Christian Book Reviews, Author Interviews, Excerpts

Legend and Fiction Uniquely Woven in "Emerald Rose"

  • 2006 17 Aug
Legend and Fiction Uniquely Woven in "Emerald Rose"

Author:  Linda Wichman
Title:  "Legend of the Emerald Rose"
Publisher:  Kregel

Shadoe von Hollo Tors, former apprentice to King Arthur Pendragon, has returned to the last place on earth he wants to be – his childhood home on the Isle of Wind Haven, off the western coast of Caldonia (Scotland). His memories are painful ones, for it is here Shadoe lost everything important to him – friends, family and his faith.

But a recurring nightmare has driven him from the Italian coast and back home to face the demons, physical and spiritual, of his past and to fulfill a promise made to his dying father, Merlin. He plans to silence the past and keep his word in as short a time as possible, then leave Wind Haven, never to return.

Which is just fine with Emerald Rose Rayn. She is forced to save the handsome stranger from drowning after her pet eagle sends him tumbling into the loch. She is both drawn to and repulsed by the man she's tugged from Loch Lady. She's certain he's another fortune hunter, after Arthur's mystical sword, Excalibur. She leaves the unconscious man on the shores of the lake, with the hope he will leave and the fear he will not.

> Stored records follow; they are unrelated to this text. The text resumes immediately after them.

PR #1703, opened 2017-12-01
Fix log API accept <-> content-type header issue

nathanielc:
- [x] Rebased/mergable
- [x] Tests pass
- [x] CHANGELOG.md updated


nathanielc:
@desa We forgot to change this. I just remembered so I put up this PR. 

Although this probably means we just broke Chronograf.

@cryptoquick Does Chronograf set the `Accept` header to get the logs back in JSON? If not it will need to with this change.

cryptoquick:
@nathanielc Noted. Will submit a PR for this change. Hopefully adding this header won't break the current version of Kapacitor.

PR #1715, opened 2017-12-06
Remove references to actions from API docs

### LINKED ISSUE #1713: Update Alerts API docs
The API docs still refer to the `actions` concept of alert handlers which was removed in  v1.3 we need to update the docs.

All references to `actions` need to be updated.

desa:
Fix #1713


nathanielc:
@desa Can you create the docs PR to update the API with this new version?

PR #1719, opened 2017-12-07
Fix oddly generated TOML for mqtt & httppost

desa:
Previously `kapacitord config` generated TOML that looked like

```toml
httppost = []
mtqq = []
...
```

rather than

```toml
[[httppost]]
  ...

[[mqtt]]
  ...
```

this was due to `server.NewConfig` returning an empty slice of `Config`s
for httppost and mqtt.

- [ ] Tests pass
- [ ] CHANGELOG.md updated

But the two are bound together by a common past – one that Shadoe has long tried to escape and Rayn is beginning to discover. Shadoe's return puts into play events foretold long ago and reawakens an old jealousies and a struggle for an ancient throne. Rayn struggles as the life she once knew clashes with one that begins to unfold. Powers from the spirit world will do what they must to gain Rayn's loyalty. The Druid priestess and sorceress Morgause le Fay and her son Mordred vow to take Arthur's throne. And Sir Lancelot with the surviving Knights of the Round Table, gather around the last Pendragon for the final battle over Camelot.

Linda Wichman weaves Arthurian legend and fiction to create a unique story. She uses just the right amount of Celtic accent to add a level of authenticity to the book, but not so much it muddles the reader. Her use of historic detail, characters with personality, and in-depth knowledge of the time period create a story-world that draws the reader in from the first word. A book I'd recommend without hesitation.